A Preserved Cesnica or Serbian Christmas Bread

Cesnica or Serbian Christmas Bread

© 2009 Barbara Rolek licensed to About.com, Inc.
This recipe for cesnica differs from Cesnica Recipe #1 and Cesnica Recipe #2 in that the dough has a touch of sweetness. The common tie among them is the silver coin baked inside. Whoever finds it will have good luck in the coming year.

Makes 1 large Cesnica or 12 servings

Prep Time: 20 minutes

Cook Time: 1 hour, 30 minutes

Total Time: 1 hour, 50 minutes


  • 2 cups milk, warmed to 105 degrees
  • 4 teaspoons active dry yeast
  • 4 tablespoons sugar
  • 4 large egg yolks (reserve the whites)
  • 4 ounces (1 stick) softened butter
  • 1/2 teaspoon salt
  • Sterilized silver coin
  • .
  • Sculpting Dough:
  • 1 cup all-purpose flour
  • 1 large egg yolk
  • Milk as needed


  1. In the bowl of a stand mixer or other large bowl, combine warm milk and yeast until dissolved. Add sugar and let stand 10 minutes. Add remaining ingredients and mix thoroughly. Knead 7 to 10 minutes by machine and 15 minutes by hand until a smooth, stiff dough forms and pulls away from the sides of the bowl and your fingers.
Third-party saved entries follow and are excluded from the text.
PR #575, opened 2018-03-28
Ensure validation errors on `start_at` display

benlovell:
These were not being shown when present and this causes confusion to
the agents when attempting to place appointments.


benlovell:
[Display errors if present on the appointment start date and time](https://trello.com/c/duZJuCL2/451-display-errors-if-present-on-the-appointment-start-date-and-time)

PR #576, opened 2018-03-28
Do not alert guiders on drop notifications

benlovell:
This ensures guiders are not alerted or assigned high-priority
activities when an email is permanently failed by mailgun. They will
continue to receive notifications and assignments for dropped summary
documents.


benlovell:
[As a TPAS guider, I do not need to see email delivery notification failures from the book telephone appointment stage](https://trello.com/c/cmSz9K85/455-as-a-tpas-guider-i-do-not-need-to-see-email-delivery-notification-failures-from-the-book-telephone-appointment-stage)

PR #577, opened 2018-04-09
Associate high priority activities with owner

benlovell:
These were incorrectly determined by the associated appointment's
guider or agent. The `owner` is the person directly responsible for the
resolution of the activity so it should only show up in their
feed/alerts.


benlovell:
[Investigate issues with high-priority activities and assignment](https://trello.com/c/3qzHnCiM/478-investigate-issues-with-high-priority-activities-and-assignment)

PR #578, opened 2018-04-10
Configure 2018 bank holidays

benlovell:
This ensures the next working day logic is calculated correctly when
booking appointments or displaying availability.


benlovell:
[Configure TAP bank holidays for calculation of 'working days'](https://trello.com/c/TEr1iNFP/479-configure-tap-bank-holidays-for-calculation-of-working-days)

PR #579, opened 2018-04-12
Reduce grace period to one business day

benlovell:
Cuts the initial grace period for bookings down to one business day, as
requested by TPAS.


benlovell:
[As a Pension Wise customer and/or TP agent, I can see bookable slots which are available after end of next working day](https://trello.com/c/frzmxdB2/462-as-a-pension-wise-customer-and-or-tp-agent-i-can-see-bookable-slots-which-are-available-after-end-of-next-working-day)

PR #581, opened 2018-04-16
Validate only an email/address is present

benlovell:
Don't permit both an email address and a postal address for
confirmation as they should be mutually exclusive.


benlovell:

PR #582, opened 2018-04-20
Tag the `email` field with the errors

benlovell:
These errors were previously attributed to `base` and weren't being
displayed sensibly. Tagging them to the `email` field ensures they
appear in the correct context when creating an appointment.


benlovell:

PR #583, opened 2018-04-23
Summarise availability data for reporting

benlovell:
This will be scheduled to run every morning before the day's
appointments are due to start. It summarises availability over the
following four week period, inside of the regular booking window.

At the moment this is only concerned with TPAS guider appointments but
once we support multiple providers it will address other provider's
appointments also.


benlovell:
[As a research or business analyst, I require access to reporting which indicates the 'availability' of appointments](https://trello.com/c/GnF4FDHV/393-as-a-research-or-business-analyst-i-require-access-to-reporting-which-indicates-the-availability-of-appointments)

PR #584, opened 2018-04-25
Store status transitions upon creation or changes

benlovell:
Stores the status transition in an association when it is initially created
or upon a status change.


benlovell:
[As an analyst, I need to be able to view and analyse a telephone customer's journey and transitioning appointment statuses](https://trello.com/c/s7ucTMfN/498-as-an-analyst-i-need-to-be-able-to-view-and-analyse-a-telephone-customers-journey-and-transitioning-appointment-statuses)

PR #585, opened 2018-04-29
Allow customers to cancel by SMS

benlovell:
This permits customers to cancel by replying to their appointment reminder
SMS. Upon successful cancellation the following events occur:

* The status is changed to `cancelled_by_customer_sms`
* An activity entry is created for the audit trail
* The associated guider is notified, if the appointment occurs today
* The customer receives an SMS reply, in confirmation


benlovell:
[As a customer who has booked a phone appointment I can cancel an appointment by replying to SMS reminder](https://trello.com/c/dlV3keN4/402-as-a-customer-who-has-booked-a-phone-appointment-i-can-cancel-an-appointment-by-replying-to-sms-reminder)

PR #587, opened 2018-05-02
Include SMS cancellations with regular ones

benlovell:
Since the introduction of SMS cancellations we should include the newly
introduced `cancelled_by_customer_sms` status when querying by the
previous cancellation statuses to ensure reports are accurate.

### DIFF
--- a/app/models/appointment.rb
+++ b/app/models/appointment.rb
@@ -4,6 +4,12 @@ class Appointment < ApplicationRecord
 
   acts_as_copy_target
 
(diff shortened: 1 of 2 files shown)


benlovell:
[As a customer who has booked a phone appointment I can cancel an appointment by replying to SMS reminder](https://trello.com/c/dlV3keN4/402-as-a-customer-who-has-booked-a-phone-appointment-i-can-cancel-an-appointment-by-replying-to-sms-reminder)

PR #589, opened 2018-05-16
Summarise availability per provider

benlovell:
The currently released summary is generated based on TPAS availability only
for the timebeing. This change ensures availability is correctly
summarised, per organisation.


benlovell:
[TAP reporting summary produces results across multiple providers](https://trello.com/c/KwWM2Vw0/493-tap-reporting-summary-produces-results-across-multiple-providers)

PR #693, opened 2020-04-01
Ensure allocation does not error

benlovell:
This was previously erroring when the resource manager did not provide
an adhoc start date/time.


benlovell:
[Ensure adhoc allocation doesn't error when a resource manager forgets to specify an appointment date/time](https://trello.com/c/XUgPciiI/1375-ensure-adhoc-allocation-doesnt-error-when-a-resource-manager-forgets-to-specify-an-appointment-date-time)

PR #694, opened 2020-04-02
Add a filter for `processed` appointments

benlovell:
Defaults to all appointments for TPAS and shows filters for other
organisations. Defaults to 'no' for the organisations it applies to.


benlovell:
[Add mark as processed filter to TAP](https://trello.com/c/JigsjiA7/1377-add-mark-as-processed-filter-to-tap)

PR #695, opened 2020-04-02
Temporarily exclude CAS slots from API respinse

benlovell:
This will ensure CAS can add slots that won't be immediately filled by
customer demand.


benlovell:
[Temporarily exclude CAS slots from customer-facing API](https://trello.com/c/esgOLk3y/1380-temporarily-exclude-cas-slots-from-customer-facing-api)

PR #696, opened 2020-04-03
Add a temporary task to reallocate appointments

benlovell:
This is a rough spike at a task we can use to urgently move allocated
appointments across providers.


benlovell:
[Move TPAS appointments to a different TAP organisation](https://trello.com/c/oxXVnI7g/1376-move-tpas-appointments-to-a-different-tap-organisation)

PR #699, opened 2020-04-06
Configure bank holidays up until May 2020

benlovell:


benlovell:
[Configure bank holidays for 2020](https://trello.com/c/1hfE68kk/1383-configure-bank-holidays-for-2020)

PR #702, opened 2020-04-14
Accommodate timezones for grace period

benlovell:
Previously this was allowing appointments to be created on the same,
given business day, as the timezone offset was not being applied.


benlovell:
[Respect DST/BST whilst determining the earliest available slot](https://trello.com/c/uKdZkXnV/1392-respect-dst-bst-whilst-determining-the-earliest-available-slot)

PR #704, opened 2020-04-15
Exclude bank holidays for CAS

benlovell:
Assigns holidays for all other users.


benlovell:
[Revisit bank holidays for August onward](https://trello.com/c/addoYIKy/1384-revisit-bank-holidays-for-august-onward)

PR #707, opened 2020-04-17
Display a banner for DC pension unsure customers

benlovell:
When the customer is unsure they have a DC pension we display a banner
to alert anyone viewing the appointment.


benlovell:
[Display customer DC pot responses on TAP appointment records](https://trello.com/c/7K7uzfiG/1403-display-customer-dc-pot-responses-on-tap-appointment-records)

PR #709, opened 2020-04-20
Reduce grace period to one working day

benlovell:


benlovell:
[Adjust grace period for TPAS](https://trello.com/c/A0NppNLe/1406-adjust-grace-period-for-tpas)

PR #710, opened 2020-04-22
Extend close-of-play to 9pm

benlovell:
Effectively set the CoP to 9pm. This was 6:30pm previously and would
cause confusion among some delivery providers.


benlovell:
[Change end of business day](https://trello.com/c/qTTlarPN/1412-change-end-of-business-day)

PR #711, opened 2020-04-26
Bump TPAS-specific grace period to 48 hours

benlovell:
Per request from TPAS.


benlovell:
[Adjust grace period for TPAS](https://trello.com/c/A0NppNLe/1406-adjust-grace-period-for-tpas)

PR #712, opened 2020-04-28
Return a single result regardless if processed

benlovell:
Directs to a single result regardless whether the appointment was
processed.


benlovell:
[Ensure that search button always takes you to full search page when there's only one unprocessed appointment](https://trello.com/c/bLGfyybD/1405-ensure-that-search-button-always-takes-you-to-full-search-page-when-theres-only-one-unprocessed-appointment)

PR #713, opened 2020-05-04
Allow Business Analysts to set organisation

benlovell:
Allows CITA (or other) business analysts to switch their
provider/organisation.


benlovell:
[As a Citizens Advice business analyst I should be able to view TAP appointments for all CITA TAP organisations](https://trello.com/c/y1VEMiQd/1421-as-a-citizens-advice-business-analyst-i-should-be-able-to-view-tap-appointments-for-all-cita-tap-organisations)

PR #714, opened 2020-05-07
Removing this holiday to shift CAS slots

benlovell:
CAS have a handful of slots free on Saturday that would otherwise have
been skipped by the grace period.


benlovell:
[Ensure CAS slots are bookable for Sat 9 May (Bank Holiday Weekend)](https://trello.com/c/z2LLiTGV/1427-ensure-cas-slots-are-bookable-for-sat-9-may-bank-holiday-weekend)

PR #719, opened 2020-06-08
Third party bookings

benlovell:
Allows agents and others to specify a third party will take the
appointment on behalf of the given customer. When this is specified, the
agent will also be asked to confirm the customer gave their consent.
They will also see a templated area in the notes field to provide
further information.

Resource managers will receive email notification when the third party
option is specified. This is now combined with what was previously the
accessibility adjustments email. A banner will also be displayed when
editing/viewing the appointment.


benlovell:
[As a telephone guider I need to be aware if a Pension Wise appointment is being delivered to a third party and record consent where appropriate](https://trello.com/c/1uMhRYyl/1446-as-a-telephone-guider-i-need-to-be-aware-if-a-pension-wise-appointment-is-being-delivered-to-a-third-party-and-record-consent-wh)

PR #723, opened 2020-06-25
Log a 'drop activity' for invalid emails

benlovell:
When the email attempted causes an SMTP error we ought to log an
activity so the agent or other owner gets an opportunity to correct the
underlying issue.


benlovell:
[Add additional bounce activity for TAP feed](https://trello.com/c/DmAXRbmP/1464-add-additional-bounce-activity-for-tap-feed)

PR #968, opened 2024-07-18
Broaden duplicates to non-pending too

benlovell:
This will keep the notifications to pending-only but broaden the display of the duplicates during appointment viewings.


benlovell:
Closing in favour of #962.

PR #1056, opened 2025-07-04
Add the basis for online rescheduling

benlovell:
Adds two primary APIs. One for matching up an appointment that's
eligible for rescheduling, given the appointment reference and
customer's date of birth. The other is for the rescheduling process
itself. When the guider allocation switches organisations, we notify
both sets of resource managers.

Casebook rescheduling is handled in the simplest case, whereby both
guiders (if reallocating cross-organisation) are switched automatically.


benlovell:
Closing in favour of #1060.

Issue #1670, opened 2021-08-02
gB OPEN BHS_ADM1


sgmurphy216:
BHS_ADM1 missing boundary for the island of Nassau- this is an issue, as Nassau is not only a significant portion of landmass, but also the capital (oops!). Need a repair or new data source for 4.0

PR #1684, opened 2021-08-06
Issue #1670 BHS_ADM1

hadleyday:
 https://github.com/wmgeolab/geoBoundaries/issues/1670


sgmurphy216 (changes requested):
Hey Hadley! Looks like this submission only contains one geometry for BHS_ADM1 and the 'level' field contains ADM2- think you may have submitted the wrong file. Mind reuploading? Thanks!

sgmurphy216 (changes requested):
Hey Hadley! Your second submission is perfect, but I think this PR is attaching both the original erroneous file and the correct final one- mind submitting a new PR with only the second file? Thank you so much!

Issue #1688, opened 2021-08-12
[BOUNDARY ERRATA] Hole in MDA_ADM0


MichaelR-geoLab:
**Describe the Error**
A clear and concise description of what the error is - please provide sources as appropriate.

Hole in MDA_ADM0

**Screenshots**
If applicable, add screenshots or images to help explain your problem.

**Additional context**

DanRunfola:
This was closed by https://github.com/wmgeolab/geoBoundaries/pull/1689

PR #1689, opened 2021-08-12
Issue #1688 MDA_ADM0 fix

MichaelR-geoLab:


sgmurphy216 (changes requested):
The fix looks great- we just need to change source 1 to geoBoundaries and create a wiki page explaining the alterations to the original geometry (patched hole)- then we should be good to go!

DanRunfola:
@sgmurphy216 I force-accepted this PR so I could get it into the 4.0 build that is happening now.  I'm going to create an issue to get your comments addressed shortly after the 4.0 release.

Issue #1755, opened 2021-09-11
gB Open ALB ADM2


lydiatroup:
Need a new file for ALB ADM2

(assigned to mikayla)

PR #1805, opened 2021-09-15
ALB_ADM2

mlwilliams01:
 #1755


lydiatroup (commented):
This is a really good first pull request!! We actually can't use this boundary though because it's source is GADM (they're one of our competitors) There are only 3 small things that would need to be changed.

- your license png is titled "license.png.png" so you'd want to just title it "license" and it'll fill in the .png part
- ^ same is true for the text file, it's titled "meta.txt.txt" so yo'd want to just title it "text" and it'll fill in the .txt
- for boundaries coming from this site (humdata) the source is actually what's listed unser "source" in the metadata on the site, so for this boundary it would be gadm and unhcr. which is why we unfortunately can't use it.

lydiatroup:
I'm going to go ahead and close this pull request since we can't use boundaries from gadm, but otherwise it looked really good!

Issue #1756, opened 2021-09-11
gB Open ALB ADM3


lydiatroup:
Need a new file for ALB ADM3

(assigned to Mikayla)

ejott:
Going to remove my assignment from this because I'm not getting anywhere with it, but to leave a record of progress, [this source](https://geoportal.asig.gov.al/geonetwork/srv/eng/catalog.search#/metadata/6508921c-f12b-44de-957b-2077ef625cdd) _might_ be public use ("no restrictions for public use") but there's no way to download it from that site, and sources elsewhere (i.e. INSTAT's ArcGIS Hub) have no license information attached so it's a bit shaky.

PR #1806, opened 2021-09-15
ALB_ADM3

mlwilliams01:
 #1756


lydiatroup:
going to go ahead and close this one too. you'll need to find a different source for this and alb adm2!

Issue #1724, opened 2021-09-07
gB Authoritative LKA


lydiatroup:
Need UN SLAB data for LKA (ALL ADM Levels EXCEPT ADM2 and ADM4)

lydiatroup:
need adm 3 for this one as well (if it exists)

hadleyday:
No data on ADM 3, only can upload levels 0-2

DanRunfola:
https://github.com/wmgeolab/geoBoundaries/pull/1808 does ADM1

DanRunfola:
https://github.com/wmgeolab/geoBoundaries/pull/1807 Does ADM0

PR #1807, opened 2021-09-16
Issue #1724 LKA_ADM0

hadleyday:
LKA ADM 0

 https://github.com/wmgeolab/geoBoundaries/issues/1724


lydiatroup (approved):
Looks great! Thanks for the quick work!

PR #1808, opened 2021-09-16
Issue #1724 LKA_ADM1

hadleyday:
LKA ADM1

 https://github.com/wmgeolab/geoBoundaries/issues/1724


lydiatroup (changes requested):
meta and license look good, but your shapefile is empty! try exporting again & reuploading

lydiatroup (approved):
looks great! closes #1724

Issue #1748, opened 2021-09-11
gB Authoritative MEX ADM1


lydiatroup:
Need the salb data for mexico adm1

PR #1810, opened 2021-09-17
MEX_ADM1

taraamcl:
#1748


lydiatroup (changes requested):
Looks mostly good! There's only two things you need to change, the source and links in the meta should be changed to align with the salb info i sent you! And the ISO codes in the shapefile should be more specific (bc it's an adm1) you can find them [here](https://www.iso.org/obp/ui/#iso:code:3166:MX)

lydiatroup:
new pr, closing this one

Issue #1717, opened 2021-09-07
gB Authoritative CYP


lydiatroup:
Need UN SLAB data for CYP (ALL ADM Levels)

PR #1812, opened 2021-09-17
CYP_ADM0 and CYP_ADM1

taraamcl:
#1717 (This copy should be correct-- meta files had the wrong name)


lydiatroup:
There's a couple things you need to change, the source and links in the meta should be changed to align with the salb info i sent you! And the ISO codes in the ADM1 shapefile should be more specific (bc it's an adm1), and the adm0 attribute table is empty.

lydiatroup (changes requested):
There's a couple things you need to change, the source and links in the meta should be changed to align with the salb info i sent you! And the ISO codes in the ADM1 shapefile should be more specific (bc it's an adm1), and the adm0 attribute table is empty.

lydiatroup:
new pr submitted, closing this one

Issue #1799, opened 2021-09-12
gB OPEN GEO_ADM1


sgmurphy216:
Layer has a bad license for 5.0. Replace with acceptable license type (no virals, no ODbL)

PR #1815, opened 2021-09-17
GEO_ADM1-2 gbOpen

rmbiddle:
 #1799


sgmurphy216 (changes requested):
Hey Russ! Please source your data in meta.txt from the 'Contributor' or 'Source' from HDX, not from HDX directly (gB --> HDX integration makes this problematic). Thanks!

Issue #1751, opened 2021-09-11
gB Open PAK ADM2


lydiatroup:
need a new file for PAK ADM2 - no more osm

assigned to amanda

leeberryman:
@lydiatroup I have an adm2 and adm1 that the geometry alligns with the adm3 file for PAK that my team contributed a few months back.  Do you want us to submit those too?

leeberryman:
@sgmurphy216 I see all the issues being created to deprecate ODbL license in 5.0.  Some of the data my team created we released with this license, but if this isn't an acceptable license for GeoBoundaries uses I'd like to change it.  Let me know so we can adjust.  Thanks.

sgmurphy216:
> @sgmurphy216 I see all the issues being created to deprecate ODbL license in 5.0.  Some of the data my team created we released with this license, but if this isn't an acceptable license for GeoBoundaries uses I'd like to change it.  Let me know so we can adjust.  Thanks.

Working up acceptable license list for 5; will share ASAP. Also, any additional PAK contributions would be great! The full list of our boundaries is now available at www.geoBoundaries.org under the 'View Data' tab- any contributions we're missing are more than welcome.

Thanks as always Lee.

PR #1818, opened 2021-09-18
Issue #1751 PAK_ADM2

amanda-reed:
PAK_ADM2
[PAK_ADM2.zip](https://github.com/wmgeolab/geoBoundaries/files/7190048/PAK_ADM2.zip)

#1751 

## Anything Unusual?

<!--- You can also include anything else we need to know while assessing this data. -
->


lydiatroup:
this wasn't uploaded properly, but it'll be easy to fix! I'm sending you a message to sort it out.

  2. Place dough in a bowl that has been lightly coated with cooking spray, turning once to coat both sides. Cover and let rise until doubled. If, when the dough is touched lightly in the center, it springs back, it needs to rise more.

  3. Lightly coat a deep round baking pan or the ceramic liner from a small slow cooker with cooking spray. Punch down dough and knead a few minutes to release any air bubbles. Transfer to prepared pan and tuck a sterilized silver coin in the dough. Cover and let rise until doubled.

  4. Meanwhile, make the sculpting dough (a nonrising dough that will retain its shape when baked) for the decorations. In a small bowl, mix flour, yolk and enough milk to make a pliable dough. Pinch off pieces and roll by hand to create the decorations.

  5. Heat the oven to 400 degrees. When the bread has risen, dip the decorations in the reserved egg whites and "glue" them on. Typically, the bread is divided into quadrants with a braided rope or flat piece of dough in the shape of a cross. Religious symbols, or shapes denoting the occupation or hobby of members of the household, are placed in the four quadrants. A braided rope or flat ribbon of dough around the circumference of the bread is the final touch.

  6. Brush the entire top of the bread lightly, sculptures and all, with egg white. Bake at 400 degrees for 10 minutes, then cover loosely with a foil tent and reduce the heat to 350 degrees and bake 50 to 60 minutes or until an instant-read thermometer registers 190 degrees. Cool in the pan for 10 minutes, then turn out onto a wire rack to cool completely.

  7. The bread takes a place of honor on the Christmas table along with sprouted wheat that was planted on St. Nicholas Day, walnuts, dried fruit, fresh fruit, and a lighted candle.